About this exercise:
List all lines in the material below that contain "verbatim".

Top of Data provided

PR #249, opened 2022-08-11
Make validTimePeriod configurable

ali-bahjati:
I will not deploy this change to testnet until we know the proper value, and that mean we can measure time from a pyth published to a client subscribed to the price service getting that price. 

The ideal value is derived like this:

```
2*price_update_frequency + e2e(price published, a price service client receives it) + 2*target_network_latency + target_network_block_time
```

In solana we have a ~12 seconds validity time threshold which was set for the congestion periods. We might also consider setting in acceptable minimum here, I can change the contract to instead of being initialized with 0, be initialized with that value.


ethereum/.env.prod.aurora
```diff
@@ -5,3 +5,5 @@ MIGRATIONS_NETWORK=aurora
 WORMHOLE_BRIDGE_ADDRESS=0xa321448d90d4e5b0A732867c18eA198e75CAC48E
 PYTH_TO_WORMHOLE_CHAIN_ID=0x1
 PYTH_TO_WORMHOLE_EMITTER=0x6bb14509a612f01fbbc4cffeebd4bbfb492a86df717ebe92eb6df432a3f00a25
+
+VALID_TIME_PERIOD_SECONDS=15
```
jayantk, line 9: Can we set the initial time periods to err on the high side? I think some of these thresholds are likely too aggressive -- would suggest doubling all of them as a baseline, and using 60 seconds as a minimum. (Note that your calculation also doesn't account for clock drift between the chains, which could be substantial)

I suggest this because we are currently not in a position to measure how many failures occur because the threshold is too aggressive. Without that measurement, we could end up in a situation where Pyth is extremely flaky on a target chain, and we wouldn't know it. We can optimize these thresholds later once our measurement infrastructure is in place.

jayantk (commented):
change is generally fine. I think the configured validity times are likely too low though (see inline)

jayantk:
Also, no need to overcomplicate this by putting in a minimum validity threshold. We can guard against that in code that's easier for us to change, especially since we don't know the right minimum.

ethereum/contracts/pyth/PythState.sol
```diff
@@ -23,6 +23,10 @@ contract PythStorage {
         mapping(bytes32 => bool) isValidDataSource;
 
         uint singleUpdateFeeInWei;
+        
+        /// Maximum acceptable time period before price is considered to be stale.
+        /// This includes attestation delay and block time.
```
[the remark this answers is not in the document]
ali-bahjati: I don't think we need to consider it given 1) solana made a patch to solve it + 2) we are gonna use pythnet. 
It seems that evm chains have reliable utc time.

ethereum/test/pyth.js
```diff
@@ -44,6 +45,9 @@ contract("Pyth", function () {
             testPyth2WormholeChainId,
             testPyth2WormholeEmitter
         );
+
+        // Setting the validity time to 10 seconds
```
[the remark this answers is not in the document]
ali-bahjati: Thanks.

ethereum/test/pyth.js
```diff
@@ -157,16 +161,48 @@ contract("Pyth", function () {
...
+    });
+
+    it("should not allow updating validTimePeriodSeconds by another account", async function () {
+        // Check that the owner is the default account Truffle
+        // has configured for the network.
+        const accounts = await web3.eth.getAccounts();
+        const defaultAccount = accounts[0];
+        assert.equal(await this.pythProxy.owner(), defaultAccount);
+
+        // Check initial fee is zero
```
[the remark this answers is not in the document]
ali-bahjati: +1

ethereum/.env.prod.aurora
ali-bahjati: These are my initial estimates based on the block time of the given chain. But we can measure it once we deploy attester in Pythnet. 

I shared my opinion about clock drift in the above thread too. I don't think it be an issue.

ethereum/contracts/pyth/PythState.sol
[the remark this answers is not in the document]
ali-bahjati: Added though.

ethereum/.env.prod.aurora
ali-bahjati: I applied your suggestion.

ethereum/contracts/pyth/Pyth.sol
```diff
@@ -218,7 +218,8 @@ abstract contract Pyth is PythGetters, PythSetters, AbstractPyth {
 
         // Check that there is not a significant difference between this chain's time
         // and the price publish time.
-        if (diff(block.timestamp, info.priceFeed.publishTime) > validTimePeriodSeconds()) {
+        if (info.priceFeed.status == PythStructs.PriceStatus.TRADING &&
```
jayantk, line 221: is this trading check right? what if we add a new status flag in the future -- do we not want to change that status to unknown?

I think dropping this check is probably better.

jayantk (commented):
not sure about this trading status change, but LGTM aside from that

ethereum/contracts/pyth/Pyth.sol
ali-bahjati: I think when we add a new status we will probably handle all cases at that time 😅

jayantk (approved):

PR #251, opened 2022-08-17
Abehjati/release-price-service

ali-bahjati:
Release price service and removes guardian image and uses wormhole published image for "guardian node" and "spy"


jayantk (commented):
i'm going to let @thmzlt review this because i'm not super up to date on all this docker stuff.

.github/workflows/publish-dockerhub.yml
```diff
@@ -0,0 +1,40 @@
...
+  release:
+    types:
+      - created
+env:
+  DOCKER_HUB: docker.io
+  DOCKER_USER: ${{ secrets.DOCKER_IO_USER }}
+jobs:
+  publish-pyth-price-service:
+    name: Publish Pyth price service
+    if: ${{ startsWith(github.ref, 'refs/tags/pyth-price-service-v') }}
```
thmzlt, line 12: If we are conditioning this to a tag prefix, I think it might be easier to just use that as the workflow triggering condition, like we do [here](https://github.com/pyth-network/publisher-exporter/blob/main/.github/workflows/ci.yaml#L6-L7).

thmzlt:
Also, I thought we were going to use the ECR repositories (xc-attest, xc-spy, xc-server) that we created last week?

.github/workflows/publish-dockerhub.yml
ali-bahjati: Oh I didn't know this is possible, I'll change it this way.

thmzlt:
The new ECR repos for xc-attest and xc-server:
- public.ecr.aws/pyth-network/xc-attest
- public.ecr.aws/pyth-network/xc-server

I think the `ecr_login` action doesn't work too well with public ECR repos so I ended up using the regular [`docker-login` action in program_admin](https://github.com/pyth-network/program-admin/blob/main/.github/workflows/ci.yaml#L40-L44). All public ECR repos must be on the us-east-1 region.

You can look at the [program-admin build-and-push-ecr job](https://github.com/pyth-network/program-admin/blob/main/.github/workflows/ci.yaml#L28) for a full example of how to push to a public ECR repo. It's not all that different.

.github/workflows/price-service-image-push.yml
```diff
@@ -0,0 +1,45 @@
...
+        with:
+          registry: public.ecr.aws
+        env:
+          AWS_REGION: us-east-1
+      - run: |
+          DOCKER_BUILDKIT=1 docker build -f Dockerfile.wasm -o type=local,dest=. .
+          DOCKER_BUILDKIT=1 docker build -t $ECR_REGISTRY/$ECR_REPOSITORY:$IMAGE_TAG -f third_party/pyth/price-service/Dockerfile.price_service .
+          docker push $ECR_REGISTRY/$ECR_REPOSITORY:$IMAGE_TAG
+        env:
+          ECR_REGISTRY: public.ecr.aws
```
thmzlt, line 44: I'm not sure if the "pyth-network" is part of the registry name or the repository name. (It makes no difference here because we just concatenate the two to form the URL.)

thmzlt (approved):

.github/workflows/price-service-image-push.yml
ali-bahjati: I think it's none 😓 but I think its fine here.

PR #252, opened 2022-08-17
Abehjati/update-eth-contract-prev-price

ali-bahjati:
Strangely, although `diff` in `AbstractPyth` is private and its children cannot use it, they cannot even define a function with the same name. It's probably because function signature (or its hash) is mapped to its source instruction in Solidity.


ethereum/contracts/pyth/Pyth.sol
```diff
@@ -223,19 +223,22 @@ abstract contract Pyth is PythGetters, PythSetters, AbstractPyth {
 
         // Check that there is not a significant difference between this chain's time
         // and the price publish time.
-        if (diff(block.timestamp, info.priceFeed.publishTime) > VALID_TIME_PERIOD_SECS) {
+        if (info.priceFeed.status == PythStructs.PriceStatus.TRADING &&
```
jayantk, line 226: maybe leave a comment explaining this logic

jayantk (approved):

ethereum/contracts/pyth/Pyth.sol
ali-bahjati: Done.

PR #257, opened 2022-08-24
Eth contract fix memory + new sdk + refactor

ali-bahjati:
- Change some memory modifiers to improve gas efficiency
- Implement getValidTimePeriod() and remove old staleness logic
- Update the tests

### DIFF
--- a/ethereum/contracts/pyth/Pyth.sol
+++ b/ethereum/contracts/pyth/Pyth.sol
@@ -226,4 +226,8 @@ abstract contract Pyth is PythGetters, PythSetters, AbstractPyth {
     function getValidTimePeriod() public override view returns (uint) {
         return validTimePeriodSeconds();
     }
+
+    function version() public pure returns (string memory) {
+        return "0.1.0";
+    }
 }
--- a/ethereum/contracts/pyth/Pyth.sol
+++ b/ethereum/contracts/pyth/Pyth.sol
@@ -231,7 +231,9 @@ abstract contract Pyth is PythGetters, PythSetters, AbstractPyth {
         return "0.1.0";
     }
 
-    function deployCommitHash() public pure returns (string memory) {
-        return "DEPLOY_COMMIT_HASH_PLACEHOLDER";
+    function deployCommitHash() public pure returns (bytes20) {
+        // This is a place holder for the commit hash and will be replaced
+        // with the commit hash upon deployment.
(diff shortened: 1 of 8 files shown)


ethereum/contracts/pyth/Pyth.sol
```diff
@@ -211,34 +211,23 @@ abstract contract Pyth is PythGetters, PythSetters, AbstractPyth {
...
-            // unknown. So, now that status is being set to unknown,
-            // we should move the current price to the previous
-            // price to ensure getLatestAvailablePrice* works
-            // as intended.
-            info.priceFeed.prevPrice = info.priceFeed.price;
-            info.priceFeed.prevConf = info.priceFeed.conf;
-            info.priceFeed.prevPublishTime = info.priceFeed.publishTime;
-        }
-
         return info.priceFeed;
```
tompntn, line 218: I wonder if we should add `getCurrentPriceNoOlderThan(bytes32 id, uint64 maxAge)` which fails if the cached time is older than `maxAge`.

tompntn (approved):

ethereum/contracts/pyth/Pyth.sol
ali-bahjati: We already have that, `getLatestAvailablePriceWithinDuration`:

https://github.com/pyth-network/pyth-sdk-solidity/blob/main/IPyth.sol#L66

Probably your name looks better though 😅 that was what I and Jayant could think of 😬

tompntn (approved):

ali-bahjati:
I have used a placeholder bytes and i'm replacing it within the deployment process I replace the placeholder with the hash in the contract binary.. So it's not part of the contract and `return hex"123123..."` doesn't look quite clean.

@tompntn raised it and suggested to use a storage variable instead, and a method like `setGitCommitHash()` to set as the migration call in the `upgradeProxy`. However, I think it's too much to have it as a migration call. We are likely to use migrate functions and then in each of them we should make sure this hash is set correctly. Also, the nature of this hash is not a variable to be set. In the placeholder version it's within the implementation code and won't change (tied to implementation). In the storage variable it's in the proxy storage and will change every time.

I decided to move on with the existing placeholder approach (although it doesn't look nice), I am not particularly happy with it. We definitely can revisit it. We can change to migration call whenever needed in the future too and we just need to change the underlying value of `deployCommitHash`.

Posted a summary here for future reference when we get back to it.

PR #258, opened 2022-08-24
Start depending on the upstream out-of-tree Wormhole

drozdziak1:
When finished, this will let us drop the in-tree copy of bridge and solitaire sources in favor of verbatim upstream sources downloaded from `certusone/wormhole`


devnet/node.yaml
```diff
@@ -89,18 +87,40 @@ spec:
...
+            # - http://algorand:4001
+            # - --algorandAlgodToken
+            # - "aaaaaaaaaaaaaaaaaaaaaaaaaaaaaaaaaaaaaaaaaaaaaaaaaaaaaaaaaaaaaaaa"
             - --solanaContract
             - Bridge1p5gheXUvJ6jGWGeCsgPKgnE3YgdGKRVCMY9o
-            - --solanaWS
-            - ws://solana-devnet:8900
-            - --solanaRPC
-            - http://solana-devnet:8899
+            # - --solanaWS
```
ali-bahjati, line 120: Why are these commented? 🤔

solana/pyth2wormhole/program/src/migrate.rs
```diff
@@ -64,6 +59,18 @@ pub fn migrate(ctx: &ExecutionContext, accs: &mut Migrate, data: ()) -> SoliResu
         ));
     }
 
+    if *accs.system_program.key != system_program::id() {
```
ali-bahjati, line 62: Where is it used? by `create` method below?

devnet/node.yaml
drozdziak1: I copied most of this file verbatim from upstream, I figured that if I only keep the changes minimal, it should make catching it up to wormhole easier in the future. Not feeling strongly about this, just looking out for future us

solana/pyth2wormhole/program/src/migrate.rs
drozdziak1: correct, we were using a solitaire-client thingy for this previously, which would include the system program automatically for accounts that will possibly need it for creation. Latest solitaire is on-chain focused.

Bottom of Data provided

Response area:
When finished, this will let us drop the in-tree copy of bridge and solitaire sources in favor of verbatim upstream sources downloaded from `certusone/wormhole`
drozdziak1: I copied most of this file verbatim from upstream, I figured that if I only keep the changes minimal, it should make catching it up to wormhole easier in the future. Not feeling strongly about this, just looking out for future us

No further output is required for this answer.